In a report on the primaries, the National Campaign for Fair Elections — operated by the Lawyers’ Committee for Civil Rights Under Law — documented problems that included poorly trained poll workers, breakdown of election machines, ballot shortages due to high turnout, inaccurate voter-registration rolls, and improper requests to show identification.


Some experts are worried that the recent U.S. Supreme Court decision allowing Indiana to require voters to present government-issued identification will confuse matters further, deterring voters even in states that don’t have such strict requirements.

Foundations that are trying to fix the election system express concern that the people they are trying to get to the polls will give up on voting if they find it too complicated or lose confidence in the results.

“If we could repair the systems, over time we wouldn’t have to spend so much time on voter mobilization,” says Nancy Youman, deputy director of U.S. programs for the Open Society Institute, which has contributed $1-million to the Election Administration Fund.

Other donors to the fund include the Atlantic Philanthropies, the Carnegie Corporation, and the HKH Foundation, all in New York, and the Cedar Tree Foundation, in Boston.
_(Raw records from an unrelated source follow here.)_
PR #106, opened 2022-01-18
trim deps

aruniverse:


packages/modules/desktop-viewer-react/src/types.ts
```diff
@@ -17,3 +17,9 @@ export enum ModelStatus {
   SNAPSHOT,
   COMPARING,
 }
+
+export interface ProgressInfo {
```
calebmshafer, line 21: I was debating what to do with this type in the core. I ended up wrapping ir as an internal API in the NativeHost setup. Would it make it easier if we just exposed it there instead of you having to re-define it here?

aruniverse: That'd def help; i wasnt sure if you had time to backport it to 3.0.0. 
If it goes into 3.1, then wed need to up our min peer dep req, and thatd be a breaking change i think

cc @kckst8

kckst8: We should definitely use the type from core since we use it with a core Api. Otherwise they can get out of sync and cause unnecessary maintenance. We should prefer an extra peer dep now that can be removed later rather than having to add one later

aruniverse: Heres the pr to export that from core: https://github.com/iTwin/itwinjs-core/pull/3069
Should this PR be held until then, or should this be completed now, and then update once the core pkg gets updated & released?

kckst8 (approved):

packages/modules/desktop-viewer-react/src/types.ts
calebmshafer: Yea that sounds like a good plan to me. Raman has been working on stuff in this section so that refactor he's doing may complicate how long it takes to the get core PR in.

PR #109, opened 2022-01-20
update telemetry service to set userinfo; manually introspect jwt token

aruniverse:


packages/modules/viewer-react/src/services/telemetry/TelemetryService.ts
```diff
@@ -21,20 +37,30 @@ class TelemetryService implements TelemetryClient {
...
+          process.env.IMJS_URL_PREFIX ?? ""
+        }api.bentley.com/users/me`;
+        const resp = await fetch(url, {
+          headers: {
+            Authorization: accessToken,
+          },
+        });
+        if (resp.ok) {
+          const { user }: UserInfo = await resp.json();
+          this._appInsights.setAuthenticatedUserContext(
```
aruniverse, line 53: the old api using introspection on the actual jwt token would return ids we could use, here these arent obfuscated. i think itsok to collect these, especially since the user has to grant permission to use this api, but wanted to check with you guys

calebmshafer: I'm not sure if we should be tracking it in this way. Plus it won't have the desired effect if someone is using a access token that's client creds. Not sure how the API would handle that case.

aruniverse: Yea that why i said in the nextversion.md its optional because of the client-cred workflow. id imagine it throws an error in the client-cred workflow, so itd be tracked as un authenticated user

NextVersion.md
```diff
@@ -44,20 +44,25 @@ The following props are now required.
...
+##### Removed
 
 - `openid`
 - `email`
 - `profile`
 - `organization`
 
+##### Optional
+
+- `users:read`
```
kckst8, line 65: maybe make a note that only if you intend to use the applicationInsightsKey, or something along those lines?

aruniverse: dont need to make an extra req for this and dont need the extra scope anymore either

packages/modules/viewer-react/src/services/telemetry/TelemetryService.ts
aruniverse: updated to introspect the token client side, and now the ids are obfuscated a bit more

kckst8 (approved):

PR #110, opened 2022-01-21
re-add unit tests

aruniverse:


packages/modules/viewer-react/src/tests/components/app-ui/widgets/BasicToolWidget.test.tsx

Additional money, half of the total, has been provided by the Democracy Alliance, in Washington, a group of wealthy individuals who give to liberal causes and organizations, Ms. Versaci says.
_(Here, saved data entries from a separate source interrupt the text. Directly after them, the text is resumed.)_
PR #117, opened 2022-01-27
Add tile admin configuration

kckst8:


aruniverse (approved):
This looks fine. I didn't look at IModelApp startup, but I'm guessing the tile admin gets created there? Asking cause for ToolAdmin, an instance needs to be passed in.

kckst8:
> This looks fine. I didn't look at IModelApp startup, but I'm guessing the tile admin gets created there? Asking cause for ToolAdmin, an instance needs to be passed in.

yep. oddly the 2 are different. One instantiates an instance from provided options and the other accepts an instance
image

PR #119, opened 2022-02-02
initial pass to fix stale viewports

bsteinbk:
@kckst8  - I can still take a pass at moving on viewstate stuff from IModelLoader to DefaultContentGroup provider if you would like me to?


packages/modules/viewer-react/src/components/iModel/IModelLoader.tsx
```diff
@@ -323,7 +322,7 @@ const Loader: React.FC<ModelLoaderProps> = React.memo(
         allFrontstages = [...frontstages];
       }
 
-      if (viewState) {
+      if (isMounted.current && viewState && viewState.iModel.isOpen) {
```
StefanRetief, line 325: Should also check for viewState.iModel.isBlank and proceed as necessary

kckst8: I think (hope) we can revisit the dependencies here and avoid this....ideally this would never execute for a closed connection

kckst8:
> @kckst8 - I can still take a pass at moving on viewstate stuff from IModelLoader to DefaultContentGroup provider if you would like me to?

Thanks @bsteinbk . I'd like to take a deeper look at these changes. We really need to refactor IModelLoader completely. It's gotten a bit out of hand. This could be the catalyst. I will let you know when I inevitably have questions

Most of the money goes to the Advancement Project, a racial-justice group in Washington; he Brennan Center for Justice at New York University; the Lawyers’ Committee for Civil Rights Under Law, in Washington; and Project Vote, in Washington and Little Rock, Ark., which promotes voting in poor and minority neighborhoods.


Those groups, other grant recipients, and donors meet regularly to coordinate how best to raise public awareness or respond to decisions by election officials or courts, Ms. Versaci says.

The fund’s immediate goal is to ensure that the 2008 election goes smoothly, but it also hopes to raise money to “set the stage for longer-term election reform,” she says.

The Pew Charitable Trusts has committed more than $20-million since 2000 to projects to fix the nation’s election system, says Michael Caudell-Feagan, director of the foundation’s Make Voting Work project in Washington.

“Foundations over recent election cycles have become aware that we need to fix the base elements of the way the election system performed so that those already energized and mobilized to vote will come away with some level of confidence in the integrity of the election system,” says Mr. Caudell-Feagan.

Among the grants that Pew has awarded since January with the JEHT Foundation:


  • Almost $670,000 to a variety of groups — including the Massachusetts Institute of Technology; the secretary of state’s offices in Washington, Ohio, and Minnesota; the U.S. Postal Service; and the Overseas Vote Foundation — to assess ways to improve voter-registration systems. The foundations say many registration rolls are created from “piecemeal data” that “fail to keep pace with a mobile society.”
  • Almost $570,000 to Ball State University, Rice University, and the University of Tennessee to work with local election officials to design alternatives to “overcrowded, inconveniently located, or poorly designed” polling places.

  • More than $240,000 to the California Institute of Technology to evaluate a Pew-supported project to test the effectiveness of including voter-registration forms in change-of-address packets that are sent by the U.S. Postal Service to people who are moving.

Some of the work will carry over into 2009 and 2010 because fixing the election system will be a long-term project, Mr. Caudell-Feagan says.

And he remains worried about this November. “We use the rhetoric that every vote counts,” he says. “But that’s not backed by a system that’s prepared to handle a significant turnout.”